The job of a pediatrician is very rewarding, and it offers unique opportunities for personal growth in a field where you can make a difference for patients and their families. It’s a great place to build long-term relationships with your patients and learn new things every day.

A pediatrician’s office is filled with toys and other materials to keep young patients occupied while they wait for their turn to see the doctor. This can make them more comfortable during their visit, especially if they are sick.

While a child may be too small or scared to explain what is wrong with them, a pediatrician’s honed observational and deductive skills enable them to accurately assess a child’s condition. They must be able to sift through a lot of information and conduct experiments quickly, as their patients may be ill or in pain.

General Surgeon

Most people with alopecia have seen a number of health care professionals at some point. While some people stop going to see a doctor altogether, others see them as a resource to help navigate the pitfalls of this often frustrating condition. You may also find yourself seeking out a mental health professional to cope with the ups and downs of living with alopecia. The right combination of medical and emotional support can mean the difference between a full head of hair and hair loss. The best place to start is with your primary care physician or ophthalmologist. They can connect you with an alopecia specialist.

Hair Restoration Specialist

A doctor who treats alopecia or hair loss by surgical means is called a hair restoration specialist. They have a medical degree and undergo special training in surgery.

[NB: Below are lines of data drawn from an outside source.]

Issue #41, opened 2020-05-16
Object as an atom will cause re-render even when use selector?


Albert-Gao:
```javascript
import * as React from "react";
import { atom, useRecoilValue, useSetRecoilState, selector } from "recoil";
import "./App.css";

const valueState = atom({
  key: "value",
  default: { a: 1, b: 2 },
});

const selectA = selector({
  key: "selectA",
  get: ({ get }) => get(valueState).a,
});

function ValueChild() {
  const { a } = useRecoilValue(valueState);

  return <div>useRecoilValue a:{a}</div>;
}

function SelectorChild() {
  const a = useRecoilValue(selectA);

  return <div>useRecoilValue + Selector a:{a}</div>;
}

function App() {
  const setValues = useSetRecoilState(valueState);
  const onlyChangeB = () => {
    setValues((v) => ({ ...v, b: 3 }));
  };

  return (
    <div className="App">
      <ValueChild />
      <SelectorChild />
      <button onClick={onlyChangeB}>update</button>
    </div>
  );
}

export default App;
```

Bootstrapped a new create-react-app and play with it.

I declared an atom as an object `{ a: 1, b: 2 }`

with 2 components which consume it:

- `<ValueChild>` only subscribe to property `a`
- `<SelectorChild>` only subscribe to property `a` with selector

**Expect:**
change property `b` should not trigger re-render of components who subscribe to property `a`

**Actual behavior**
when I click the button to update only `b`'s value, both components will get re-rendered.

Anything I am missing here? Thanks. Very nice API and idea. I love the work. Tried to replace redux/mobx with this. But this will be a blocker

drarmstr:
Subscriptions are based on individual atoms and selectors. Currently, all downstream subscribers of an atom or selector will update when a dependency updates. If you wish to have your component only update when a or b is updated, then they can be modeled as separate atoms.

Internally, we're working on a mechanism to limit updates when the values have not changed.  But, we're planning to really clean up that API before publishing it.

Albert-Gao:
Thanks, so currently, atom means primitive value? or array(consider it is in the todo example)?

drarmstr:
Atoms or Selectors can represent either primitives, arrays, or complex objects.  But, subscriptions are only handled at an atom/selector granularity.  We've found it a best-practice to keep atom values rather simple.

rwieruch:
Thanks for this library! Really love to play around with it.

I am currently working on this example to demonstrate Recoil:

```
[...]

PR #808, opened 2020-12-25
Document why certain selectors cause an update when there are no apparent changes

frankiesardo:
I've been puzzling why the Tutorial example was re-rendering for no apparent reason and I finally found this explanation #41 

I wrongly assumed that selectors would behave in a react-ish way and do not cause a re-render if their value does not change. Others might fall in the same trap, I think adding a line of explanation would be useful.

Superb work on the framework, btw, and I'm really looking forward to be using the API mentioned here https://github.com/facebookexperimental/Recoil/issues/41#issuecomment-629601674. We would be happy even if it's just released as an `_UNSTABLE` preview.

### DIFF
--- a/docs/docs/basic-tutorial/selectors.md
+++ b/docs/docs/basic-tutorial/selectors.md
@@ -142,6 +142,8 @@ function TodoListStats() {
 }
 ```
 
+Note that in the current implementation `TodoListStats` will re-render even when there are no apparent changes to the `todoListStatsState`, for example when you edit a `TodoItem`. This is because all downstream subscribers of an atom or selector will update when a dependency updates.
+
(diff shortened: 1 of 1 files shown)


drarmstr:
Atoms will not cause a re-render if set to the same value.  This will also no longer be true for selectors with optimizations like #749, though note that is currently behind a feature flag.

frankiesardo:
Super, thanks! I know Recoil's design encourages to have many little atoms, each one with their own state, but some of us prefer to keep it all in one place and consider selectors as "materialised views" of the main atom. Glad this is now possible.

salvoravida:
maybe related to https://github.com/facebookexperimental/Recoil/pull/825 ?
@frankiesardo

In a hair restoration office, a physician removes a strip of donor scalp from the back and sides of your head, divides it into micrografts, and transplants them to areas of your thinning or balding head where they will grow naturally. The grafted hairs grow much like normal hair and are virtually undetectable from the follicular groupings of your natural hair.

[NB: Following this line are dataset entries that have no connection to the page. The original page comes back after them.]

Issue #565, opened 2020-09-09
unnecessary re-renderings


suren-atoyan:
Please examine [this](https://codesandbox.io/s/not-so-clear-re-renderings-ltz3n) code snippet.

The content of the snippet is simple and looks like this:

```javascript
import React from "react";

import { atom, useRecoilValue } from "recoil";

const exampleState = atom({
  key: "exampleState",
  default: "some value"
});

export default function App() {
  const value = useRecoilValue(exampleState);

  console.log("check render");  // it logs 4 times

  return <div>{value}</div>;
}
```

There is nothing special (I guess), one `atom` and one `useRecoilValue` inside the only component. The problem is that the `console.log` that we have in the component logs 4 times 

`useRecoilValue` (without updating the atom) re-renders the component (which uses it) 4 times in the beginning. If we change our code a little bit to have further updates of the atom we can see 2 more logs after each update 😕 

```javascript
import React, { useEffect } from "react";

import { atom, useRecoilState } from "recoil";

const exampleState = atom({
  key: "exampleState",
  default: "some value"
});

export default function App() {
  const [value, setValue] = useRecoilState(exampleState);

  useEffect(() => {
    const timerId = setInterval(() => {
      setValue("other value");
    }, 2000);

    return () => clearInterval(timerId);
  }, [setValue]);

  console.log("check render"); // it logs 4 times at the beginig
  // plus 2 more logs after atom's every update

  return <div>{value}</div>;
}
```

[Here](https://codesandbox.io/s/not-so-clear-re-renderings-2-gb7zl?file=/src/App.js:0-574) is the snippet for this one.

In the ideal (normal) case I suspect to see one log (with 'some value') and after about 2 seconds one more log (with 'other value') and that's all because further updates don't change the value.

I've found [this](https://github.com/facebookexperimental/Recoil/issues/314) issue and some others related to it, but they are about `selector` optimization. Here we have not any `selector`, there is just one `atom` and its usage in the component (via `useRecoilValue`/`useRecoilState`)

drarmstr:
Duplicate of #307

@suren-atoyan - React strict mode will perform extra renders to help catch side-effects (#75) are you using that?  We also have added some improvements to reduce extra renders with Recoil.  (#307) Do you see similar behavior with the Recoil master branch and without React strict mode?

suren-atoyan:
[...]

Issue #307, opened 2020-06-11
render twice on component mount (useRecoilValue, useRecoilState) no StrictMode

The surgeon closes the site of donor scalp, leaving a straight scar which is well concealed from your remaining hair. The procedure is a simple and safe one, usually performed in the surgeon’s office.

Before any hair restoration is performed, a medical evaluation of your scalp is done to ensure that the causes of your thinning or balding are not underlying health issues. This evaluation may include a biopsy of the scalp to find out more about the cause of your hair loss.

Many patients benefit from a combination of therapies and procedures to stimulate new hair growth, allowing them to achieve a fuller, healthier appearance. This can be achieved through a variety of techniques, including prescription-strength and custom-blended medications to increase blood circulation to the hair follicles and promote healthy hair growth, and regenerative treatments to reduce inflammation and accelerate hair growth.

Our hair restoration specialists provide a number of advanced options to treat thinning or balding hair, including the latest follicular unit extraction (FUE) and Platelet rich plasma (PRP) techniques. These techniques are based on NeoGraft technology to efficiently and gently remove hair follicles in a “no-touch” fashion and transplant them without harm to the recipient area of your scalp.

When a patient has a specific goal, our surgeons are skilled in designing a customized treatment plan to meet their needs. This can involve multiple appointments at various intervals to maximize results.

Our hair transplants are a safe, effective option for men and women who have experienced hair loss and want to improve their self-image and confidence. The procedure is designed to replace thinning or balding areas on the head with hairs that grow naturally, and can often be accomplished in just a few sessions.